La Federazione della stampa contro Conte: “Basta monologhi. Non può sottrarsi alle domande”

“Checché ne pensino cattivi consiglieri e improvvisati spin doctor, l’articolo 21 della Costituzione è pienamente in vigore”. A ricordarlo al governo è stata la Federazione nazionale della stampa, all’indomani del monologo social di Giuseppe Conte, fatto passare per “conferenza stampa”. Una scelta, quella del premier (o di chi per lui), che subito ha suscitato perplessità e critiche, visto che le modalità non prevedevano alcuna domanda. Dunque, non consentivano ai giornalisti di svolgere correttamente il proprio lavoro, in un momento tanto delicato per la nazione.

“I cittadini hanno il diritto di conoscere”

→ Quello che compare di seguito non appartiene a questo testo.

PR #518, opened 2015-10-27
Check that destroys actually succeed.

ghost:
Original implementation did not check return value from calls to `destroy`, allowing failed destroys to return to the client as successful. Use existing exceptions to return errors in cases where it does fail.

### DIFF
--- a/lib/jsonapi/resource.rb
+++ b/lib/jsonapi/resource.rb
@@ -174,8 +174,9 @@ module JSONAPI
     end
 
     def _remove
-      @model.destroy
-
+      unless @model.destroy
+        fail JSONAPI::Exceptions::ValidationErrors.new(self)
+      end
       :completed
     end
 
--- a/test/controllers/controller_test.rb
+++ b/test/controllers/controller_test.rb
@@ -1653,6 +1653,14 @@ class PostsControllerTest < ActionController::TestCase
     assert_response :bad_request
   end
 
+  def test_delete_with_validation_error
+    post = Post.create!(title: "can't destroy me", author: Person.first)
+    delete :destroy, { id: post.id }
+
+    assert_equal "can't destroy me", json_response['errors'][0]['title']
+    assert_response :unprocessable_entity
+  end
+
   def test_delete_single
     initial_count = Post.count
     delete :destroy, {id: '4'}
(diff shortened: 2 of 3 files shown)


lib/jsonapi/resource.rb
```diff
@@ -157,8 +157,9 @@ def _save
     end
 
     def _remove
-      @model.destroy
-
+      unless @model.destroy
+        fail JSONAPI::Exceptions::ValidationErrors.new(self)
```
lgebhardt, line 178: It seems this should be its own custom Exception type and not a ValidationError. Or am I misunderstanding the ways `destroy` could fail?

ghost, line 178: I see 2 ways that a destroy could fail:
- A runtime exception, caused by a DB constraint or something else like lock or connection error. This should work _without_ this PR as an exception should be thrown from the database adapter
- A validation error on the model, added to the model via a `before_destroy` callback.

Our use case is we enforce some business rules in a `before_destroy` callback. This callback is similar to this:

``` ruby
def check_some_business_rule
   errors.add(:base, "You can't delete this record because of xyz")
   false
end
```

We could create another exception class but I do believe the second type is a form of validation error, at least within the context of Rails.

lgebhardt, line 178: That makes sense. We could check the model for errors and if there are any do the fail as you are. If there are not we could fail with a new error (or errors if we can figure out what went wrong).

thibaudgg:
:+1: I exactly need that now :smile:.

barelyknown:
Good catch.

thibaudgg:
In our use-case we would like to require the User#current_password to be send on delete.
Would it be possible to set `data.attributes` on `Resource#_model, maybe with something like`self.destroyable_fields`?

``` http
DELETE /users/1 HTTP/1.1

{
  "data": {
    "id": "1",
    "type": "users",
    "attributes": {
      "current_password": "1234"
    }
  }
}
```

jcrispw:
@lgebhardt This patch has worked well for us in production for a few months.We've updated it with latest changes from master. Are you happy to merge?  We're keen to move back to mainline rather than our fork. Thanks

lgebhardt:
@Soliah Thanks! Merged by way of #604.

PR #522, opened 2015-10-29
Rework request processing

### LINKED ISSUE #458: Trying to interject authorization, but context is always nil

lgebhardt:
By avoiding the before and after actions any derived controllers will avoid conflicts with actions/filters.

Fixes #458

### DIFF
--- a/lib/jsonapi/acts_as_resource_controller.rb
+++ b/lib/jsonapi/acts_as_resource_controller.rb
@@ -6,52 +6,69 @@ module JSONAPI
 
     included do
       before_action :ensure_correct_media_type, only: [:create, :update, :create_relationship, :update_relationship]
-      append_before_action :setup_request
-      after_action :setup_response
     end
 
     def index
-      process_request_operations
+      setup_and_process_request
     end
 
     def show
-      process_request_operations
+      setup_and_process_request
     end
 
     def show_relationship
-      process_request_operations
+      setup_and_process_request
     end
 
     def create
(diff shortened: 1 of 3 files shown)


lib/jsonapi/acts_as_resource_controller.rb
```diff
@@ -6,52 +6,69 @@ module ActsAsResourceController
...
-      process_request_operations
+      setup_and_process_request
     end
 
     def get_related_resources
-      process_request_operations
+      setup_and_process_request
+    end
+
+    def setup_and_process_request
```
dgeb: perhaps just `process_request` ?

“La fase eccezionale che vive il Paese non può diventare il pretesto per impedire ai giornalisti di fare il loro lavoro e di rivolgere domande. Chi ha responsabilità di governo, a tutti i livelli, ha il dovere di rispondere alle domande dei giornalisti perché i cittadini hanno il diritto di conoscere“, hanno ricordato il segretario generale e il presidente della Fnsi, Raffaele Lorusso e Giuseppe Giulietti. “La sospensione temporanea di diritti e libertà democratiche in nome del bene supremo della s alute non può giustificare in alcun modo la cancellazione del diritto di cronaca e della libertà di espressione. L’articolo 21 della Costituzione – hanno ricordato i vertici della Fnsi – è pienamente in vigore, checché ne pensino cattivi consiglieri e improvvisati spin doctor”.

Conte non può evitare al contraddittorio con la stampa

“L’unità di intenti che viene richiesta a tutto il Paese in queste ore impone a tutti di fare il proprio dovere. Per questa ragione come richiesto dalla Stampa parlamentare, è necessario che, anche nelle comunicazioni formali di provvedimenti destinati a produrre effetti per la collettività, non venga mai meno il contraddittorio con i giornalisti“, hanno concluso Giulietti e Lorusso, chiedendo che anche i giornalisti, a loro volta “in prima linea” per informare i cittadini, siano riconosciuti come “categoria a rischio”.